Just discovered that the System Load LEDs are missing from the Wiki! LD52-LD67 That pretty much covers the where the missing LEDs went to. Now my Grand Total LED count matches your count of 549! I've updated the Wiki with the missing LEDs. I've also corrected the FM widget in my Google Sheet, some yellow and bright yellow LEDs were in wrong place. Time to start oredering!

This was the aliexpress seller I mentioned a few weeks back for people wanting to save a few bucks: https://www.aliexpress.com/item/Core407V-STM32F407VET6-STM32F407-STM32-ARM-Cortex-M4-Evaluation-Development-Core-Board-with-Full-IOs/753381244.html?spm=2114.12010608.0.0.47b75a57MQkZDO Andy you were saying it would be fine to order from them if i remember correctly? Going to place an order with them if all is in order. Better sooner than later!

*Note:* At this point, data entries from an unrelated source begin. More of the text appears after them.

PR #425, opened 2015-06-30
Use Azavea fork of OTP.

flibbertigibbet:
Has shapefile isochrone endpoint removed, to fix itermittent deploy issues with isochrone endpoint.


kshepard:
+1

PR #434, opened 2015-07-02
Fix destination unset.

### LINKED ISSUE #422: Address not working
image
Not an intersection. This address was selected from the list!

### LINKED ISSUE #424: Previous destination still highlighted
Created new directions (to Palmyra Cove, but I just typed in Palmyra cove instead of selecting it on the map) and my previous destination, Bartram's Garden is still in the highlighted green.
image

flibbertigibbet:
Destination unset was actually setting destination to the string "null" (introduced by #362).

Fixes #422 and fixes #424.


kshepard:
Ah, good catch. +1

PR #435, opened 2015-07-02
Highlight share buttons on interaction.

### LINKED ISSUE #426: Create active state for sharing buttons
Is there any way to create an active state for the sharing buttons that is more obvious? Since the mail is opening in a new tab for some users, having a change in color to the icon when selected may help them notice that their selection has been made and the current light dark shade is not that noticeable.
150630-activestate-sharingbuttons

flibbertigibbet:
Closes #426.


flibbertigibbet:
Trivial, merging

PR #446, opened 2015-09-21
Set and retrieve origin/destination text for shared directions.

### LINKED ISSUE #444: Starting location wrong in shared directions
I used the share function to get a link for the directions I created. It works fine on my computer, but on anyone else's (I attached my phone as an example) it shows it starting at City Hall, which is wrong, followed by correct directions. 

Sidenote, I had mentioned this previously but that "osmnode" thing is another weird part of the shared directions that happens frequently.

Correct: 
image

Incorrect:
image

flibbertigibbet:
Fixes #444.


kshepard:
+1

PR #447, opened 2015-12-07
Fix bike share data parsing.

flibbertigibbet:
Enpoint now has proper content type set for JSON response.


flibbertigibbet:
Trivial, merging.

PR #448, opened 2015-12-29
Use CORS proxy with new bike share endpoint

flibbertigibbet:
City API endpoint now redirects to Indego site, which disallows CORS.

http://crossorigin.me does not work with the new endpoint due to [this issue](https://github.com/technoboy10/crossorigin.me/issues/26).


CloudNiner:
+1

PR #450, opened 2016-01-15
Use new role to download OTP jar

flibbertigibbet:


flibbertigibbet:
Pretty trivial and tested locally; merging for deploy.

kshepard:
+1

PR #366, opened 2015-09-17
Clarify that `torch.random` result is unsigned

ninjin:
Minor clarification to the doc in that the result of `torch.random` is always unsigned.


soumith:
thanks!

PR #372, opened 2015-09-21
Track and print the serialization 'stack trace' on failure

adamlerer:
When serialization fails, it's hard to figure out what object can't be synchronized. Especially comes up in torch-threads. Any interest in this PR?

With this PR, you would now get the following error:

```
luajit: ...al/git/torch-distro/install/share/lua/5.1/torch/File.lua:115: Unwritable object <function>
at <?>.outer.theinner.baz.torch.cat
```

for this code

```lua
   local torch = require 'torch'
   local inner = {
       baz = function(a) torch.somefunc() end
   }
   local outer = {
       theinner = inner
   }
   function evil_func()
      outer.prop = 1
   end
   torch.save('saved.t7', evil_func)
end
```

### DIFF
--- a/File.lua
+++ b/File.lua
@@ -49,7 +49,7 @@ end
 function File:referenced(ref)
    -- we use an environment to keep a record of written objects
    if not torch.getenv(self).writeObjects then
-      torch.setenv(self, {writeObjects={}, writeObjectsRef={}, readObjects={}})
+      torch.setenv(self, {writeObjects={}, writeObjectsRef={}, readObjects={}, objectNameStack={}})
    end
    local env = torch.getenv(self)
    env.force = not ref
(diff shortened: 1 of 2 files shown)


hughperkins:
I'm a fan of useful error messages :-)

soumith:
i'm definitely up for this PR, quite useful to debug cryptic error messages (in the context of saving / loading, as well as threads serialization). Anyone else have any thoughts?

I posted a link to a zip file with the .jar file inside. I have no idea how you're seeing class files unless you clicked a different link to mine?

Why do you want to make your own project with the ICs? Have you got the necessary experience and skills in electronics / board design, and programming? Sounds like you'll have to reinvent the wheel! If you do have all those skills then I guess it won't be a problem for you. I guess the question about 4 channels can only be answered by you and your personal needs. For making dos style "chiptunes" one chip should be enough but for the professional tunes it might be nice to have 2 or more. its pretty cheap to add more anyway. I presume you've seen Sauraens thread about his custom MIDIbox FM with the 4 chips? That would be a good start to see exactly what's involved, he did say it's not an easy project to replicate though mainly due to his custom control surface that doesn't have a designated single PCB.